• How to complete this task:
Look below for the lines from the one with "- **Workspace-scoped, shared**" to the one with "-1,0 +1,142 @@", and copy exactly those lines, both ends included.
######
Issue #326, opened 2025-01-29
evaluation of derivation fails if BalloonMemory is not 0


71rd:
Evaluation fails if any vm has a value bigger than 0 for balloon memory, since merging PR #324.

In that PR the deflate_on_oom option was moved into a separate optional set from the other balloon options, but when setting balloon options the other set of options is converted into a list before trying to merge it with the new set, instead of first merging the sets before converting to the final list of used options.

PR #327, opened 2025-01-29
fix: evaluation wont fail when BalloonMemory is enabled

71rd:
When BalloonMemory was not 0 evaluation of derivations failed after PR #324 made deflate-on-oom optional.
The new optional set containing the argument was only merged with the other arguments, after those were converted into a list leading to a type mismatch.

fixes: #326


astro:
Thank you very much!

PR #323, opened 2026-07-31
PDASHOSS01-71 Add labels to prompt sections and receipts

irichard00:
## What

Adds workspace-scoped, user-managed **labels** for prompt **sections** and **receipts** (issue PDASHOSS01-71). A label can be attached to many sections/receipts and a section/receipt can carry many labels (n:n). Labels render as clickable chips; clicking one filters the prompts page down to everything carrying it.

## Design decisions (defaults — see issue thread)

The issue had no acceptance criteria and the design clarification went unanswered across several ticks (runner auth failures), so this proceeds with the documented, reversible defaults:

- **Workspace-scoped, shared** labels (mirrors `PromptSectionOverride` scoping).
- **Admin-managed** writes (create/edit/delete + attach/detach); reads for any member — mirrors how section overrides are admin-gated.
- A **dedicated `PromptLabel` model**, kept separate from the issue `Label` (which is project/issue-coupled and hierarchical).
- Assignments key off the **code-defined `section_key` / receipt `kind`** strings, because sections (`prompting/registry.py`) and receipts (`recipes.py`) are not DB rows.
- Clicking a chip **filters the current prompts tab in place**.

## Backend (`apps/api/pi_dash/prompting/`)

- `PromptLabel` + `PromptLabelAssignment` models + migration `0005_prompt_label.py`.
- REST under `/api/workspaces/<slug>/prompt-labels`: `GET` list (member-readable; each label includes its nested `targets`), `POST` create, `PATCH`/`DELETE` `<label_id>`, and `POST`/`DELETE` `<label_id>/assignments` (attach/detach). Writes admin-gated via the existing `_is_workspace_admin` helper; attach targets validated against the registry/recipes.
- Contract tests: CRUD, attach/detach, idempotency, invalid-target validation, admin/member/outsider permissions, workspace scoping.

## Frontend (`apps/web`)

- `prompt-label` types, service, thin MobX store (mirrors `prompt-section`), hook, root-store wiring.
- Label chips on section/receipt cards, an admin attach/detach menu, a manage-labels modal (create/rename/recolor/delete with `ColorPicker`), and a top-of-page label bar whose chips filter the current tab.

## Validation

- Frontend: `check:types` clean for my code (one pre-existing, unrelated failure in `apps/web/tests/runners/runner-runs-page.test.tsx` re `IAgentRunPage`, identical to `main`); oxlint 0/0; oxfmt clean.
- Backend: `ruff` clean; `py_compile` OK. **pytest was not runnable in the authoring environment** (the API dependency tree isn't installed there); the contract tests run under `--nomigrations` in CI.

### DIFF
--- a/apps/api/pi_dash/prompting/migrations/0005_prompt_label.py
+++ b/apps/api/pi_dash/prompting/migrations/0005_prompt_label.py
@@ -1,0 +1,142 @@
+# Copyright (c) 2023-present Pi Dash Software, Inc. and contributors
+# SPDX-License-Identifier: AGPL-3.0-only
+# See the LICENSE file for details.
+
+"""Workspace-scoped prompt labels for sections and receipts (PDASHOSS01-71).
+
+Introduces ``PromptLabel`` (a workspace-shared, user-managed label) and
+``PromptLabelAssignment`` (the n:n attachment of a label to a code-defined
+prompt section — keyed by ``section_key`` — or receipt — keyed by prompt
+``kind``). Kept separate from the issue ``Label`` model, which is
+project/issue-coupled and hierarchical.
+"""
+
+import uuid
+
+import django.db.models.deletion
+from django.conf import settings
+from django.db import migrations, models
+
+
+class Migration(migrations.Migration):
+    dependencies = [
+        migrations.swappable_dependency(settings.AUTH_USER_MODEL),
+        ("db", "0001_initial"),
+        ("prompting", "0004_prompt_section_override"),
+    ]
+
+    operations = [
+        migrations.CreateModel(
+            name="PromptLabel",
+            fields=[
+                (
+                    "id",
+                    models.UUIDField(
+                        default=uuid.uuid4,
+                        editable=False,
+                        primary_key=True,
+                        serialize=False,
+                    ),
+                ),
+                ("name", models.CharField(max_length=64)),
+                ("color", models.CharField(default="#6b7280", max_length=32)),
+                ("created_at", models.DateTimeField(auto_now_add=True)),
+                ("updated_at", models.DateTimeField(auto_now=True)),
+                (
+                    "created_by",
+                    models.ForeignKey(
+                        blank=True,
+                        null=True,
+                        on_delete=django.db.models.deletion.SET_NULL,
+                        related_name="prompt_labels_created",
+                        to=settings.AUTH_USER_MODEL,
######
• Expected answer:
- **Workspace-scoped, shared** labels (mirrors `PromptSectionOverride` scoping).
- **Admin-managed** writes (create/edit/delete + attach/detach); reads for any member — mirrors how section overrides are admin-gated.
- A **dedicated `PromptLabel` model**, kept separate from the issue `Label` (which is project/issue-coupled and hierarchical).
- Assignments key off the **code-defined `section_key` / receipt `kind`** strings, because sections (`prompting/registry.py`) and receipts (`recipes.py`) are not DB rows.
- Clicking a chip **filters the current prompts tab in place**.

## Backend (`apps/api/pi_dash/prompting/`)

- `PromptLabel` + `PromptLabelAssignment` models + migration `0005_prompt_label.py`.
- REST under `/api/workspaces/<slug>/prompt-labels`: `GET` list (member-readable; each label includes its nested `targets`), `POST` create, `PATCH`/`DELETE` `<label_id>`, and `POST`/`DELETE` `<label_id>/assignments` (attach/detach). Writes admin-gated via the existing `_is_workspace_admin` helper; attach targets validated against the registry/recipes.
- Contract tests: CRUD, attach/detach, idempotency, invalid-target validation, admin/member/outsider permissions, workspace scoping.

## Frontend (`apps/web`)

- `prompt-label` types, service, thin MobX store (mirrors `prompt-section`), hook, root-store wiring.
- Label chips on section/receipt cards, an admin attach/detach menu, a manage-labels modal (create/rename/recolor/delete with `ColorPicker`), and a top-of-page label bar whose chips filter the current tab.

## Validation

- Frontend: `check:types` clean for my code (one pre-existing, unrelated failure in `apps/web/tests/runners/runner-runs-page.test.tsx` re `IAgentRunPage`, identical to `main`); oxlint 0/0; oxfmt clean.
- Backend: `ruff` clean; `py_compile` OK. **pytest was not runnable in the authoring environment** (the API dependency tree isn't installed there); the contract tests run under `--nomigrations` in CI.

### DIFF
--- a/apps/api/pi_dash/prompting/migrations/0005_prompt_label.py
+++ b/apps/api/pi_dash/prompting/migrations/0005_prompt_label.py
@@ -1,0 +1,142 @@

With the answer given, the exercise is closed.